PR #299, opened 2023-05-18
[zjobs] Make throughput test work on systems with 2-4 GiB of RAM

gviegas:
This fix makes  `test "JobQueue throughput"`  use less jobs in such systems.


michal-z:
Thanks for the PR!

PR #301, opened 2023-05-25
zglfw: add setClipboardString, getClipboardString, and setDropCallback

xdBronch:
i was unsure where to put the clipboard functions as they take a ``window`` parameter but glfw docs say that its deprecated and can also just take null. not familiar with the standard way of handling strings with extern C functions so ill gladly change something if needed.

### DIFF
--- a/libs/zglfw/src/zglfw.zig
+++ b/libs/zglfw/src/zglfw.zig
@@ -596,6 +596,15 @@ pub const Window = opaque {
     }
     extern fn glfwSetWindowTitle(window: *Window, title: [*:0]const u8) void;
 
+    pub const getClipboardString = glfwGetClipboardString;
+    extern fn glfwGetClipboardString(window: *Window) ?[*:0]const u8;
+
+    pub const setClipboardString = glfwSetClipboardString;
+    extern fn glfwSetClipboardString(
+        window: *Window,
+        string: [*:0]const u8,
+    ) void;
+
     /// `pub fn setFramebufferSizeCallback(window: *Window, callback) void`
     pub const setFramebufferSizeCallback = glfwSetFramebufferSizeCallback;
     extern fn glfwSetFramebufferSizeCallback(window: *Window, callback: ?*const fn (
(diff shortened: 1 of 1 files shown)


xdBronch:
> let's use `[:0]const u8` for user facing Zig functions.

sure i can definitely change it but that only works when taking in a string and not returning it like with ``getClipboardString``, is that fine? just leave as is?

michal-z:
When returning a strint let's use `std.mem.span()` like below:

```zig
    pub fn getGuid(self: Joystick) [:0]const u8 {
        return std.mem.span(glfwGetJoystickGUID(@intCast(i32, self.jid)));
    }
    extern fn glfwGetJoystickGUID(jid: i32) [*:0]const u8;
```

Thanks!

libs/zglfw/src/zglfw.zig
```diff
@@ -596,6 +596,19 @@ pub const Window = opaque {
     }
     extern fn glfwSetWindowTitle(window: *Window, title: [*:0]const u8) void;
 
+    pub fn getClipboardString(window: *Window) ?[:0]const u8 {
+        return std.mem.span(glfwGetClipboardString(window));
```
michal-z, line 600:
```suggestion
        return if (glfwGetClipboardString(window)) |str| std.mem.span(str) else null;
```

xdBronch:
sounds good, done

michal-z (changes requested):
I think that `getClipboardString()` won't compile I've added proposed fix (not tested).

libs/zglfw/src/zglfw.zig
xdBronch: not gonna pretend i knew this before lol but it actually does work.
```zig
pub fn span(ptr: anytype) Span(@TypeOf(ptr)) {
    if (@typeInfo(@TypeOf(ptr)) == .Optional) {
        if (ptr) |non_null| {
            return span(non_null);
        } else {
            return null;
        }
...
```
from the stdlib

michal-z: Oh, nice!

----

### [INSTRUCTIONS TO FOLLOW]
Report every line from the listing above where the string "zglfw" can be found.

### [RESULT BELOW]
zglfw: add setClipboardString, getClipboardString, and setDropCallback
--- a/libs/zglfw/src/zglfw.zig
+++ b/libs/zglfw/src/zglfw.zig
libs/zglfw/src/zglfw.zig
libs/zglfw/src/zglfw.zig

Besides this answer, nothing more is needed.